Correct, it is well known that they kept Swift a bizarre secret internally. It seems no one thought it would be a good idea to consult with the vast swathes of engineers that had been using the language this was intended to replace for the last 30 or so years, nor to consult with the maintainers of the frameworks this language was supposedly going to help write, etc. As you can imagine, this led to many problems beyond just not getting a large enough surface area of compiler performance use cases.

Of course, after it was released, when they seemed very willing to make backward-incompatible changes for 5 years, and in theory they then had plenty of people running into this, they apparently still decided to not prioritize it.


Honestly it follows the design of the rest of the language.
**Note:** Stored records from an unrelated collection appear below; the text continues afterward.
PR #542, opened 2021-04-12
Add private brand check explainer

marjakh:


src/features/private-brand-checks.md
```diff
@@ -0,0 +1,120 @@
...
+A.test({}); // false
+
+class B {
+  #foo = 0;
+}
+
+A.test(new B()); // false; it's not the same #foo
+```
+
+Since private names are only available inside the class which defines them, the test must also occur inside the class, for example in a method like`static test` above.
```
jridgewell, line 44: Missed whitespace.
```suggestion
Since private names are only available inside the class which defines them, the test must also occur inside the class, for example in a method like `static test` above.
```

src/features/private-brand-checks.md
```diff
@@ -0,0 +1,120 @@
...
+
+Subclass instances inherit private fields from the parent class:
```
jridgewell, line 46: Nit: Clarify own-ness:
```suggestion
Subclass instances receive private fields from the parent class as own-properties:
```

src/features/private-brand-checks.md
```diff
@@ -0,0 +1,120 @@
...
+
+```javascript
+class SubA extends A {};
+A.test(new SubA()); // true
+```
+
+But creating an object with a prototype with `Object.create` or setting the prototype later (via the `__proto__` setter or `Object.setPrototypeOf`) doesn't make private fields accessible:
```
jridgewell, line 53: Nit: Clarify inheritance:
```suggestion
But objects created with with `Object.create` (or that have the prototype set later via the `__proto__` setter or `Object.setPrototypeOf`) doesn't receive the private fields as own-properties. Because private field lookup only works on own-properties, the `in` operator does not find these inherited fields:
```

src/features/private-brand-checks.md
```diff
@@ -0,0 +1,120 @@
...
+
+```javascript
+const a = new A();
+A.test(Object.create(a)); // false
+let o = {};
+Object.setProrotypeOf(o, a);
+A.test(o); // false
```
jridgewell, line 60: Maybe add checks on the `__proto__` object, to clarify the field still exists?

```suggestion
const a = new A();
const o = Object.create(a);
A.test(o); // false, private field is inherited and not owned
A.test(o.__proto__); // true

const o2 = {};
Object.setProrotypeOf(o2, a);
A.test(o2); // false
A.test(o.__proto__); // true
```

jridgewell (approved):

RReverser (approved):

PR #551, opened 2021-05-06
Add blog post on short builtin calls

verwaest:


src/_img/short-builtin-calls/v8-browsing.svg
```diff
@@ -0,0 +1 @@
....2469Q536.2156 347.84064 535.4187 348.71564Q534.6218 349.59064 533.5281 349.59064Q532.4187 349.59064 531.7937 348.66876L531.7937 349.45ZM531.7781 346.29376Q531.7781 347.40314 532.0906 347.90314Q532.5906 348.71564 533.4343 348.71564Q534.1218 348.71564 534.6218 348.1219Q535.13745 347.52814 535.13745 346.325Q535.13745 345.10626 534.6531 344.52814Q534.1687 343.95 533.4812 343.95Q532.7937 343.95 532.2781 344.5594Q531.7781 345.15314 531.7781 346.29376ZM542.07495 347.45L543.1687 347.575Q542.9187 348.52814 542.2156 349.0594Q541.51245 349.59064 540.4343 349.59064Q539.07495 349.59064 538.26245 348.7469Q537.4656 347.90314 537.4656 346.3875Q537.4656 344.825 538.2781 343.96564Q539.0906 343.09064 540.3718 343.09064Q541.6218 343.09064 542.4031 343.9344Q543.19995 344.77814 543.19995 346.325Q543.19995 346.41876 543.19995 346.60626L538.5593 346.60626Q538.6218 347.6375 539.13745 348.1844Q539.6531 348.71564 540.4343 348.71564Q541.01245 348.71564 541.4187 348.41876Q541.8406 348.10626 542.07495 347.45ZM538.6218 345.7469L542.0906 345.7469Q542.0281 344.95 541.69995 344.5594Q541.1843 343.95 540.38745 343.95Q539.6531 343.95 539.1531 344.4344Q538.6687 344.91876 538.6218 345.7469Z" fill-rule="nonzero"/></svg>
```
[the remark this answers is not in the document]
verwaest: done, thanks

src/blog/short-builtin-calls.md
```diff
@@ -0,0 +1,45 @@
+---
+title: 'Short Builtin Calls'
+author: '[Toon Verwaest](https://twitter.com/tverwaes), The Big Short'
+avatars:
+  - toon-verwaest
+date: 2021-05-06
+tags:
+  - JavaScript
+description: 'Faster builtin calls in V8 v9.1'
```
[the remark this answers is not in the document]
verwaest: done!

src/blog/short-builtin-calls.md
```diff
@@ -0,0 +1,45 @@
...
+
+## Direct vs Indirect Calls
+
+On 64 bit architectures, the Chrome binary, which includes these builtins, lies arbitrarily far away from JIT code. With the [x86-64](https://en.wikipedia.org/wiki/X86-64) instruction set, this means we can’t use direct calls: they take a 32-bit signed immediate that’s used as an offset to the address of the call, and the target may be more than 2 GiB away. Instead, we need to rely on indirect calls through a register or memory operand. Such calls rely more heavily on prediction since it’s not immediately apparent from the call instruction itself what the target of the call is. On [ARM64](https://en.wikipedia.org/wiki/AArch64) we can’t use direct calls at all since the range is limited to 128 MiB. This means that in both cases we rely on the accuracy of the CPU's indirect branch predictor.
```
mathiasbynens, line 23:
```suggestion
On 64-bit architectures, the Chrome binary, which includes these builtins, lies arbitrarily far away from JIT code. With the [x86-64](https://en.wikipedia.org/wiki/X86-64) instruction set, this means we can’t use direct calls: they take a 32-bit signed immediate that’s used as an offset to the address of the call, and the target may be more than 2 GiB away. Instead, we need to rely on indirect calls through a register or memory operand. Such calls rely more heavily on prediction since it’s not immediately apparent from the call instruction itself what the target of the call is. On [ARM64](https://en.wikipedia.org/wiki/AArch64) we can’t use direct calls at all since the range is limited to 128 MiB. This means that in both cases we rely on the accuracy of the CPU's indirect branch predictor.
```

src/blog/short-builtin-calls.md
```diff
@@ -0,0 +1,45 @@
...
+
+## Indirect Branch Prediction Limitations
```
mathiasbynens, line 25:
```suggestion
## Indirect branch prediction limitations
```

src/blog/short-builtin-calls.md
```diff
@@ -0,0 +1,45 @@
...
+
+## Temporary Solution: Copy the Builtins
+
+To avoid the cost of frequent mispredictions, and to avoid unnecessarily relying on branch prediction where possible on x86-64, we’ve decided to temporarily copy the builtins into V8's pointer compression cage on desktop machines with enough memory. This puts the copied builtin code close to dynamically generated code. The performance results heavily depend on the device configuration, but here are some results from our performance bots:
+
+![Browsing benchmarks recorded from live pages](/_img/short-builtin-calls/v8-browsing.svg)
+
+![Benchmark score improvement](/_img/short-builtin-calls/benchmarks.svg)
+
+Unembedding builtins does increase memory usage on affected devices by 1.2 to 1.4MiB per V8 instance. As a better long-term solution we’re looking into allocating JIT code closer to the Chrome binary. That way we can re-embed the builtins to regain the memory benefits, while additionally improving the performance of calls from V8-generated code to C++ code.
```
mathiasbynens, line 45:
```suggestion
Unembedding builtins does increase memory usage on affected devices by 1.2 to 1.4 MiB per V8 instance. As a better long-term solution we’re looking into allocating JIT code closer to the Chrome binary. That way we can re-embed the builtins to regain the memory benefits, while additionally improving the performance of calls from V8-generated code to C++ code.
```

RReverser (approved):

An incomplete list:

1. They wrote it to replace C++ instead of Objective-C. This is obvious from hearing Lattner speak, he always compares it to C++. Which makes sense, he dealt with C++ every day, since he is a compiler writer. This language does not actually address the problems of Objective-C from a user-perspective. They designed it to address the problems of C++ from a user-perspective, and the problems of Objective-C from a compiler's perspective. The "Objective-C problems" they fixed were things that made Objective-C annoying to optimize, not annoying to write (except if you are a big hater of square brackets I suppose).

2. They designed the language in complete isolation, to the point that most people at Apple heard of its existence the same day as the rest of us. They gave Swift the iPad treatment. Instead of leaning on the largest collection of Objective-C experts and dogfooding this for things like ergonomics, they just announced one day publicly that this was Apple's new language. Then proceeded to make backwards-incompatible changes for 5 years.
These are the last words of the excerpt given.